WHAT THIS TASK INVOLVES – What is needed here is an exact repetition of the records below, beginning at the line that has "PR #16364, opened 2023-03-22" and stopping after the line that has "const pickerProvider: PickerProvider".

-- DATA RECORDS follows --

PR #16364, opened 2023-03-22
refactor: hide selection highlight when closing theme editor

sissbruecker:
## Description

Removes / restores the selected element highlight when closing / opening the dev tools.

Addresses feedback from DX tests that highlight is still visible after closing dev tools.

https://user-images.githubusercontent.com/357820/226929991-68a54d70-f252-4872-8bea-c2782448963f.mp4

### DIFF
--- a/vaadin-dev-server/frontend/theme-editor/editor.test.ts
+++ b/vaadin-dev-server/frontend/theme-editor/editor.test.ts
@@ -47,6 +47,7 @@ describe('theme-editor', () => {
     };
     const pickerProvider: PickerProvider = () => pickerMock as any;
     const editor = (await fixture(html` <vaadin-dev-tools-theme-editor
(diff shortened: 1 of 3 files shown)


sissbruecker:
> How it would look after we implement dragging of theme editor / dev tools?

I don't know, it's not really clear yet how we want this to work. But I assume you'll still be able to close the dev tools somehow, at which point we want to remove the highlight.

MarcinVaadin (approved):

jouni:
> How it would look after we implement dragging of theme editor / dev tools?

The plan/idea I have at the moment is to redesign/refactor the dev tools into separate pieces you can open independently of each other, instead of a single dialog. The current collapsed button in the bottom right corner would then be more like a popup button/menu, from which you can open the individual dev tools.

-- DATA RECORDS concluded --
-- DATA RECORDS follows --

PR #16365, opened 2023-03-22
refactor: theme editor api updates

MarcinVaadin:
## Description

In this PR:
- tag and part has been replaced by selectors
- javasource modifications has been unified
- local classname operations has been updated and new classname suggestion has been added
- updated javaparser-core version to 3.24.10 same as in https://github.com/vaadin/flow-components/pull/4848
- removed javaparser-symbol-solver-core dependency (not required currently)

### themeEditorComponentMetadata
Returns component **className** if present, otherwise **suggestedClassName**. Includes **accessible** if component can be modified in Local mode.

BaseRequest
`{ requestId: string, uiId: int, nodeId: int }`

-- DATA RECORDS concluded --

TASK RESULT –
PR #16364, opened 2023-03-22
refactor: hide selection highlight when closing theme editor

sissbruecker:
## Description

Removes / restores the selected element highlight when closing / opening the dev tools.

Addresses feedback from DX tests that highlight is still visible after closing dev tools.

https://user-images.githubusercontent.com/357820/226929991-68a54d70-f252-4872-8bea-c2782448963f.mp4

### DIFF
--- a/vaadin-dev-server/frontend/theme-editor/editor.test.ts
+++ b/vaadin-dev-server/frontend/theme-editor/editor.test.ts
@@ -47,6 +47,7 @@ describe('theme-editor', () => {
     };
     const pickerProvider: PickerProvider = () => pickerMock as any;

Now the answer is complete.